Freitag, 23. August 2013

Notizen aus der Provinzhauptstadt: Slums in Deutschland? Einerseits…andrereits…und außerdem…


In Mumbai, Rio, Detroit, Manchester, sogar in Paris – aber doch nicht in Dortmund!!! Unter den Leuchttürmen des Strukturwandels! Unser Wohnungsmarkt ist doch entspannt! Also wenn das wahr sein soll, was die ARD am 19.08.13 verbreitete über „Deutschlands neue Slums“, dann ist das höchstens „die halbe Wahrheit“ (RuhrNachrichten Dortmund 21.08.13).

Die andere Wahrheitshälfte ist nämlich: Wir sind alle unschuldig. Unsere Stadtverwaltung? Hält sich an die Vorschriften, kann also nichts machen gegen Matratzenvermieter und den Arbeiterstrich in der Nordstadt. Unsere Kommunalpolitiker? Tun was sie können, haben ein „Netzwerk Armutszuwanderung“ gebildet, 17 „Ekelhäuser“ aufgekauft (von 93), mehr gibt der Stadthaushalt leider nicht her. Die EU? Kannte zwar schon vor der Aufnahme von Bulgarien und Rumänien die bittere Armut und Unterdrückung der Roma dort, kann aber nichts dagegen tun, weil Berlin die Mittel für Soziales blockiert. Die Bundesregierung? Muss sparen für das nächste Spendenpaket an notleidende Banken, das sie 2014 auflegt. Die Matratzenvermieter und Schlepperbanden? Agieren in einer Grauzone zwischen Wucher und Körperverletzung, aber solange sie ihre Gewinne ordentlich versteuern, dürfen sie liefern, was der Markt verlangt: billigste Arbeitskräfte. Dann also Unternehmen wie die Fleischfabrik Tönies, die solche Sklavenarbeitsplätze anbieten? Der Wettbewerb zwingt sie, jeden Gewinnvorsprung zu nutzen.
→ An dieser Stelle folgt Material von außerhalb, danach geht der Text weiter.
PR #1182, opened 2026-06-10
[PM-38816] New crypto lib in new importers crate for Keeper DI

itsadrago:
## 🎟️ Tracking

https://bitwarden.atlassian.net/browse/PM-38816

## 📔 Objective

Need to add a new importers crate that includes crypto functions that Keeper DI needs. We're moving the crypto code from the clients repo to the sdk-internal repo

## Dependency Review
https://bitwarden.atlassian.net/browse/VULN-650 (aes-gcm)


itsadrago:
@claude perform a code review

itsadrago:
@claude perform another code review and make sure previous findings have been addressed

coroiu (commented):
Dismissing review since PR is marked as Draft, let me know when it's ready by re-requesting a review! :)

itsadrago:
@claude perform another code review

itsadrago:
@claude perform another code review and make sure previous findings have been addressed

harr1424 (dismissed):

harr1424 (dismissed):

harr1424 (dismissed):

crates/bitwarden-importers/src/importers/keeper/crypto.rs
```diff
@@ -0,0 +1,708 @@
...
+//!
+//! Every function here must stay compatible with data produced by Keeper's clients; do not change
+//! the formats.
+
+use aes::cipher::{
+    BlockModeDecrypt, KeyIvInit,
+    block_padding::{NoPadding, Pkcs7},
+};
+use aes_gcm::{Aes256Gcm, KeyInit, Nonce, aead::Aead};
+use bitwarden_crypto::pbkdf2;
```
quexten: Actually, I'd recommend just using plain pbkdf2. Thereis no reason to create a dep on the bitwarden-crypto crate which really is meant for creating the password manager crypto, not implementing support for external crypto of other managers.

crates/bitwarden-importers/src/importers/keeper/crypto.rs
```diff
@@ -0,0 +1,708 @@
...
+    cipher
+        .decrypt(&nonce_arr, ciphertext)
+        .map_err(|_| KeeperCryptoError::Decryption)
+}
+
+/// Encrypt `data` with an RSA public key using PKCS#1 v1.5 padding.
+///
+/// `public_key` is a DER-encoded PKCS#1 `RSAPublicKey` (the format Keeper ships its server keys
+/// in).
+pub fn encrypt_rsa(data: &[u8], public_key: &[u8]) -> Result<Vec<u8>, KeeperCryptoError> {
```
quexten, line 198: A question. Is there a reason we are moving *only* the crypto instead of a high level operation to the SDK? this will put more work on mobile and give them more opportunity to get it wrong.

crates/bitwarden-uniffi/src/tools/mod.rs
```diff
@@ -106,4 +111,117 @@ impl ImporterClient {
...
+
+    /// Keeper "direct" importer cryptography. Returns a stateless client exposing Keeper's
+    /// wire-format crypto primitives.
+    pub fn keeper_crypto(&self) -> Arc<KeeperCryptoClient> {
+        Arc::new(KeeperCryptoClient(self.0.keeper_crypto()))
+    }
+}
+
+#[derive(uniffi::Object)]
+pub struct KeeperCryptoClient(pub(crate) bitwarden_importers::keeper::KeeperCryptoClient);
```
quexten: Two notes: `tool` seems like the wrong subdirectory. Shouldn't it be `tools`?

This is actually not the recommended way to create uniffi clients. Please hav a look here https://contributing.bitwarden.com/architecture/sdk/client-patterns

crates/bitwarden-uniffi/src/tools/mod.rs
```diff
@@ -106,4 +111,117 @@ impl ImporterClient {
...
+
+/// Keeper "direct" importer cryptography, exposed for the still-TypeScript Keeper access layer.
+///
+/// These primitives implement Keeper's competitor wire formats (unauthenticated AES-CBC,
+/// AES-GCM with a prepended nonce, RSA PKCS#1 v1.5, ECDH-P256 → AES-GCM, and the custom
+/// `encryptionParams` blob). They are not Bitwarden cryptography.
+#[uniffi::export]
+impl KeeperCryptoClient {
+    /// Generate a new 32-byte AES encryption key.
+    pub fn generate_encryption_key(&self) -> Vec<u8> {
```
quexten: I'm concerned about the low-level nature of this interface. I also think this could use stronger types instead of just byte arrays. It's incredibly easy to get this wrong for the consumer (mobile, tools for clients). This entire interface is essentially tech debt at creation.

I'll also note that the naming is unclear for a lot of these without extra documentation. E.g "generate encryption key"

quexten (changes requested):
Not my code ownership for most of this, but I find the ultra-low-level nature of this very concerning. Ideally, even if it is just the crypto in the sdk, not the API calls, you would document what kind of structured messages keeper has and pass those in instead of passing in just raw byte arrays to decrypt / encrypt.

The only blocking comment here is the one about PBKDF2.

Cargo.toml
mzieniukbw, line 1: ❓ Were the dependency versions upgrades necessary ? Would be safer to revert it if it is not needed and do the upgrade separately with appropriate QA testing.

crates/bitwarden-uniffi/src/tools/mod.rs
itsadrago: I've completed the rename. Am still looking at the other comment

crates/bitwarden-importers/src/importers/keeper/crypto.rs
itsadrago: The crypto file migration is one part of a larger effort to move all the Keeper DI business logic over from the clients repo. The idea was to migrate smaller chunks of code at a time so that it would be easier to review and understand. This crypto code won't ultimately be consumed directly by the various clients through uniffi or wasm, but rather by other code in the bitwarden-importers crate that will expose higher level interfaces

crates/bitwarden-uniffi/src/tools/mod.rs
itsadrago: I've removed the uniffi and wasm bindings. I will create new ones when more of the higher level code is migrated

crates/bitwarden-uniffi/src/tools/mod.rs
itsadrago: After giving it some thought, related to my previous comment, I made a mistake in adding the uniffi and wasm interfaces this early. They should be a part of another code migration effort that will expose higher level interfaces that will eventually consume crypto code

crates/bitwarden-importers/src/importers/keeper/crypto.rs
```diff
@@ -0,0 +1,706 @@
...
+pub fn base64_url_decode(text: &str) -> Result<Vec<u8>, KeeperCryptoError> {
+    let trimmed = text.trim_end_matches('=');
+    data_encoding::BASE64URL_NOPAD
+        .decode(trimmed.as_bytes())
+        .map_err(|_| KeeperCryptoError::InvalidData)
+}
+
+#[cfg(test)]
+mod tests {
+    use super::*;
```
quexten, line 397: Suggestion: Can we please record test vectors from keeper and make sure they decrypt here? If we do not have test vectors we cannot be confident that our code is correct, and that changes are correct, and that we keep stable support for their format.

crates/bitwarden-importers/src/importers/keeper/crypto.rs
```diff
@@ -0,0 +1,706 @@
...
+/// Total length of a valid Keeper `encryptionParams` blob: version(1) + iterations(3) + salt(16) +
+/// iv(16) + two 32-byte key blocks(64).
+const ENCRYPTION_PARAMS_SIZE: usize = 1 + 3 + 16 + 16 + 64;
+
+/// Errors produced by the Keeper crypto layer.
+///
+/// Messages are intentionally coarse and never include key material, plaintext or ciphertext, so an
+/// error can be surfaced to a client or log without leaking secrets.
+#[derive(Debug, thiserror::Error)]
+pub enum KeeperCryptoError {
```
quexten, line 52: Is there a reason all structs and functions in this module are `pub` instead of `pub(crate)`/ `pub(super)`? For our codebase, the expectation is to be as restrictive as possible, and we do not want other crates to depend on functions such as the base64 decode / encode.

This comment applies to the entire file and all instances of pub.

crates/bitwarden-importers/src/importers/keeper/crypto.rs
```diff
@@ -0,0 +1,706 @@
...
+}
+
+/// Encrypt `data` with an RSA public key using PKCS#1 v1.5 padding.
+///
+/// `public_key` is a DER-encoded PKCS#1 `RSAPublicKey` (the format Keeper ships its server keys
+/// in).
+pub fn encrypt_rsa(data: &[u8], public_key: &[u8]) -> Result<Vec<u8>, KeeperCryptoError> {
+    let key =
+        RsaPublicKey::from_pkcs1_der(public_key).map_err(|_| KeeperCryptoError::InvalidKey)?;
+    let mut rng = rand::rng();
```
quexten, line 201: Please note, we will have to move this to use the new `bitwarden-random` crate when https://github.com/bitwarden/sdk-internal/pull/1223 merges.

crates/bitwarden-importers/src/importers/keeper/crypto.rs
```diff
@@ -0,0 +1,706 @@
...
+/// A freshly generated P-256 key pair: PKCS#8 DER private key and uncompressed SEC1 public key.
+pub struct EcKeyPair {
+    /// PKCS#8 DER-encoded private key.
+    pub private_key: Vec<u8>,
+    /// Uncompressed SEC1 public key (`0x04 || X || Y`, 65 bytes).
+    pub public_key: Vec<u8>,
+}
+
+/// Generate `length` cryptographically secure random bytes.
+pub fn get_random_bytes(length: usize) -> Vec<u8> {
```
quexten, line 103: Please do not use Vec<u8> everywhere. This makes it hard to read, and also hard for the compiler to prevent mistakes. Currently it's entirely possible to generate random bytes, and make an EcKeyPair with the bytes obtained from it. We should prevent this  on the compiler level. I suggest making NewTypes for all Vec<u8> instances.

These can be passed across the FFI boundary. Ref:
https://github.com/bitwarden/sdk-internal/blob/a4fae39c4b2c82e5226a0917d80063e5388f9e80/crates/bitwarden-ipc/src/crypto_provider/noise/transport_state.rs#L21 , https://github.com/bitwarden/sdk-internal/blob/a4fae39c4b2c82e5226a0917d80063e5388f9e80/crates/bitwarden-crypto/src/enc_string/symmetric.rs#L90

This comment applies to all instances of `Vec<u8>`.

quexten, line 103: I suggest not having a generic function such as `get_random_bytes` being public (even on the mod level). Why not just expose the `generate_encryption_key()`?

crates/bitwarden-importers/src/importers/keeper/crypto.rs
```diff
@@ -0,0 +1,706 @@
...
+    let mut buf = vec![0u8; length];
+    rand::rng().fill_bytes(&mut buf);
+    buf
+}
+
+/// Generate a new 32-byte AES encryption key.
+pub fn generate_encryption_key() -> Zeroizing<Vec<u8>> {
```
quexten, line 110: If you make a new type as suggested above, this should actually live in an impl for the newtype. i.e:

```rust
//please note i do not know if this naming is correct
struct KeeperAesV1EncryptionKey([u8; KEEPER_KEY_SIZE]);

impl KeeperAesV1EncryptionKey {
  fn make() {
    let mut buf = ...
    // rng
    KeeperAesV1EncryptionKey(buf)
  }
}
```

crates/bitwarden-importers/src/importers/keeper/crypto.rs
```diff
@@ -0,0 +1,706 @@
...
+    Zeroizing::new(get_random_bytes(KEEPER_KEY_SIZE))
+}
+
+/// Decrypt an "aes-v1" packet: AES-256-CBC with PKCS#7 padding and no authentication (no MAC).
+///
+/// The packet is `IV(16) || ciphertext`. Keeper aes-v1 is unauthenticated, so a successful decrypt
+/// does not prove integrity — callers must not rely on this for tamper detection.
+pub fn decrypt_aes_v1(data: &[u8], key: &[u8]) -> Result<Vec<u8>, KeeperCryptoError> {
```
quexten, line 118: This should take a keeper key newtype as suggested above. Also, we should move this into the impl. Do you know if the same key is reused for aes_v1 and aes_v2 for keeper? If so put them into the same impl for the newtype, otherwise have separate impls / newtypes.

quexten, line 118: Suggestion: Make data a newtype.

```rust
struct KeeperV1Packet { iv, ciphertext }

impl TryFrom<&[u8]> for KeeperV1Packet {
   // impl the packet parsing here
}
```

then, the decrypt function does *one* thing not parsing + decrypting.

```rust
impl KeeperV1Key {
   fn decrypt(packet: &KeeperV1Packet) {
    let decrypted = cbc::Decryptor::<aes::Aes256>::new_from_slices(self.0, iv)
        .map_err(|_| KeeperCryptoError::InvalidKey)?
        .decrypt_padded::<Pkcs7>(&mut buf)
        .map_err(|_| KeeperCryptoError::Decryption)?;
    let len = decrypted.len();
    buf.truncate(len);
    Ok(buf)
   }
}
```

Then, the FFI implementation should automatically call the try from for the keeper packet.

crates/bitwarden-importers/src/importers/keeper/crypto.rs
```diff
@@ -0,0 +1,706 @@
...
+
+/// Encrypt an "aes-v2" packet with an explicit nonce. Kept private and used only by
+/// [`encrypt_aes_v2`] (random nonce) and the known-answer tests, so the nonce-reuse hazard is never
+/// exposed to callers.
+fn encrypt_aes_v2_with_nonce(
+    data: &[u8],
+    key: &[u8],
+    nonce: &[u8],
+) -> Result<Vec<u8>, KeeperCryptoError> {
+    if key.len() != KEEPER_KEY_SIZE {
```
quexten, line 154: You don't need all of these guard checks if you use newtypes. Way easier to read, and easier to keep correct.

crates/bitwarden-importers/src/importers/keeper/crypto.rs
```diff
@@ -0,0 +1,706 @@
...
+        return Err(KeeperCryptoError::InvalidKey);
+    }
+    let nonce_bytes: [u8; AES_GCM_NONCE_SIZE] = nonce
```
quexten, line 157: Is there a reason to even have a function where the nonce can be passed in? Even if private, why have it at all?

crates/bitwarden-importers/src/importers/keeper/crypto.rs
```diff
@@ -0,0 +1,706 @@
...
+}
+
+/// Encrypt an "aes-v2" packet with an explicit nonce. Kept private and used only by
+/// [`encrypt_aes_v2`] (random nonce) and the known-answer tests, so the nonce-reuse hazard is never
+/// exposed to callers.
+fn encrypt_aes_v2_with_nonce(
+    data: &[u8],
+    key: &[u8],
+    nonce: &[u8],
+) -> Result<Vec<u8>, KeeperCryptoError> {
```
quexten, line 153: Suggestion, make the return type a KeeperV2Packet

crates/bitwarden-importers/src/importers/keeper/crypto.rs
```diff
@@ -0,0 +1,706 @@
...
+    cipher
+        .decrypt(&nonce_arr, ciphertext)
+        .map_err(|_| KeeperCryptoError::Decryption)
+}
+
+/// Encrypt `data` with an RSA public key using PKCS#1 v1.5 padding.
+///
+/// `public_key` is a DER-encoded PKCS#1 `RSAPublicKey` (the format Keeper ships its server keys
+/// in).
+pub fn encrypt_rsa(data: &[u8], public_key: &[u8]) -> Result<Vec<u8>, KeeperCryptoError> {
```
quexten, line 198: Do you know what data is encrypted by rsa in the keeper protocol? Is there a high level draft I can read?

crates/bitwarden-importers/src/importers/keeper/crypto.rs
```diff
@@ -0,0 +1,706 @@
...
+    Zeroizing::new(hash.into())
+}
+
+/// Encrypt `data` for an EC public key (Keeper's ECC scheme).
+///
+/// An ephemeral key pair is generated; the shared key is `SHA-256(ECDH(recipient, ephemeral))` and
+/// the payload is sealed with aes-v2. The output is `ephemeralPublic(65) || aes-v2 packet`.
+///
+/// `public_key` is an uncompressed SEC1 point (`0x04 || X || Y`, 65 bytes).
+pub fn encrypt_ec(data: &[u8], public_key: &[u8]) -> Result<Vec<u8>, KeeperCryptoError> {
```
quexten, line 244: Newtypes would be nice.

crates/bitwarden-importers/src/importers/keeper/crypto.rs
```diff
@@ -0,0 +1,706 @@
...
+        .to_vec();
+    let public_key = secret.public_key().to_sec1_point(false).as_bytes().to_vec();
+    Ok(EcKeyPair {
+        private_key,
+        public_key,
+    })
+}
+
+/// Derive Keeper's ECDH content-encryption-key: ECDH(P-256) shared X coordinate, then SHA-256.
+fn derive_ecdh_key(public: &PublicKey, secret: &SecretKey) -> Zeroizing<[u8; 32]> {
```
quexten, line 232: Is an ECDH key a specific key type? I.e keeperv1 / keeperv2 (I'm still not sure if these key types are actually separate in keepers protocol).

crates/bitwarden-importers/src/importers/keeper/crypto.rs
```diff
@@ -0,0 +1,706 @@
...
+/// the payload is sealed with aes-v2. The output is `ephemeralPublic(65) || aes-v2 packet`.
+///
+/// `public_key` is an uncompressed SEC1 point (`0x04 || X || Y`, 65 bytes).
+pub fn encrypt_ec(data: &[u8], public_key: &[u8]) -> Result<Vec<u8>, KeeperCryptoError> {
+    let recipient =
+        PublicKey::from_sec1_bytes(public_key).map_err(|_| KeeperCryptoError::InvalidKey)?;
+    let ephemeral = SecretKey::generate_from_rng(&mut rand::rng());
+    let encryption_key = derive_ecdh_key(&recipient, &ephemeral);
+    let encrypted = encrypt_aes_v2(data, encryption_key.as_slice())?;
+    let ephemeral_public = ephemeral.public_key().to_sec1_point(false);
```
quexten, line 250: We mix encoding, validation, etc. a lot here. Newtypes will help make this code readable and safe.

quexten (changes requested):
I reviewed this under the assumption that there is a plan to move higher levels into the SDK at later stages. The feedback applies to any of the SDK migration levels, and is generic crypto, rust, SDK code standards advice.

crates/bitwarden-importers/src/importers/keeper/crypto.rs
```diff
@@ -0,0 +1,706 @@
+//! Keeper "direct" importer cryptography.
+//!
+//! This is a byte-for-byte port of the Keeper access layer's `crypto.ts`. It implements
+//! **Keeper's** competitor wire formats, not Bitwarden's, so it deliberately does **not** live in
```
harr1424, line 4:
```suggestion
//! **Keeper's** formats, not Bitwarden's, so it deliberately does **not** live in
```

crates/bitwarden-importers/src/importers/keeper/crypto.rs
```diff
@@ -0,0 +1,706 @@
...
+    Pkcs1v15Encrypt, RsaPrivateKey, RsaPublicKey,
+    pkcs1::{DecodeRsaPrivateKey, DecodeRsaPublicKey},
+};
+use sha2::{Digest, Sha256};
+use subtle::ConstantTimeEq;
+use zeroize::Zeroizing;
+
+/// AES symmetric key size used by Keeper (256-bit).
+const KEEPER_KEY_SIZE: usize = 32;
+/// AES-CBC block size / IV size.
```
harr1424, line 35: ❓ What is IV an acronym for?

crates/bitwarden-importers/README.md
```diff
@@ -9,6 +9,19 @@ Exposes `client.importers()` ([`ImporterClient`]) with:
   encrypts the entries for the user's personal vault or a given organization, and submits them to
   the server's import endpoint. Returns per-type counts.
 
+## Keeper direct importer
+
+The Keeper "direct" importer logs into Keeper's API and decrypts the vault on-device. Its access
+layer is being ported from TypeScript (`clients` repo) into the [`keeper`] module incrementally
+(strangler-fig). The first piece, [`keeper::crypto`], implements **Keeper's** competitor wire
```
harr1424, line 16: ❓ What is the relationship between this plant and the incremental port?  (strangler-fig)

harr1424 (commented):
Minor questions only, no blockers for me. I've deferred approval pending another reviewer's requested changes.

crates/bitwarden-importers/src/importers/keeper/crypto.rs
quexten: Note: We use IV a lot in the crypto crate and it seems okay to use. https://en.wikipedia.org/wiki/Initialization_vector

crates/bitwarden-importers/README.md
itsadrago: This PR doesn't really take part in the strangler pattern. We won't start any client integration until we migrate the protobuf messages layer over

quexten (approved):

crates/bitwarden-importers/Cargo.toml
```diff
@@ -46,20 +47,24 @@ bitwarden-error = { workspace = true }
...
 bitwarden-vault = { workspace = true }
+cbc = { workspace = true }
 chrono = { workspace = true, features = ["std"] }
 crypto-bigint = { workspace = true }
 data-encoding = { workspace = true }
 hkdf = { workspace = true }
 hmac = { workspace = true }
 icu_normalizer = { workspace = true }
 keepass = { workspace = true }
+p256 = { version = "=0.14.0", features = ["alloc", "ecdh", "pkcs8"], default-features = false }
```
harr1424, line 58: ✅ https://github.com/bitwarden/sdk-internal/blob/d2bd7a3eb06e8ea52c84e437b4c14c18c5fbec1a/crates/bitwarden-ssh/Cargo.toml#L32

Cargo.toml
```diff
@@ -21,6 +21,7 @@ keywords = ["bitwarden"]
 [workspace.dependencies]
 
 # External crates that are expected to maintain a consistent version across all crates
+aes = { version = "0.9.0", features = ["zeroize"] }
```
harr1424, line 24: ✅  https://bitwarden.atlassian.net/browse/VULN-650

Cargo.toml
```diff
@@ -74,6 +75,7 @@ bitwarden-user-crypto-management = { path = "crates/bitwarden-user-crypto-manage
 bitwarden-uuid = { path = "crates/bitwarden-uuid", version = "=3.0.0" }
 bitwarden-uuid-macro = { path = "crates/bitwarden-uuid-macro", version = "=3.0.0" }
 bitwarden-vault = { path = "crates/bitwarden-vault", version = "=3.0.0" }
+cbc = { version = "0.2.0", features = ["alloc", "zeroize"] }
```
harr1424, line 78: ✅  https://bitwarden.atlassian.net/browse/VULN-652

Cargo.toml
```diff
@@ -95,6 +97,7 @@ js-sys = { version = ">=0.3.72, <0.4" }
 keepass = { version = ">=0.13.7, <0.14", default-features = false }
 mockall = { version = ">=0.13.1, <0.16" }
 password-rules-parser = ">=1.1.0, <2"
+pbkdf2 = { version = "0.13.0-rc.10", default-features = false }
```
harr1424, line 100: ✅ https://github.com/bitwarden/sdk-internal/blob/b19177ea563f0d755227d931034015eb51cd751d/crates/bitwarden-crypto/Cargo.toml#L65

harr1424 (approved):

dani-garcia (approved):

Und die Roma selbst, kann man ihnen vorwerfen, dass sie aus Not und Diskriminierung in ihrer Heimat fliehen?

Die ganze Wahrheit ist also: Slums gehören zum kapitalistischen System, solange es besteht und umso mehr, je schlechter es funktioniert. Nun funktioniert es auch in Deutschland immer schlechter.

Die Wahrheit könnte natürlich auch ganz anders aussehen: Ohne Elendsquartiere in der Nordstadt, aber mit 10 € Mindestlohn in Fleischfabriken. Ohne Werkverträge usw. aber mit breitem, tarifgebundenem öffentlichem Beschäftigungssektor. Ohne Bankenhilfspakete, aber mit Reichensteuern zur Armutsbekämpfung in Dortmund und in Plovdiv. Am 22.September könnte unser Land dieser anderen Wahrheit ein Stück näher kommen. Zu schön um wahr zu sein.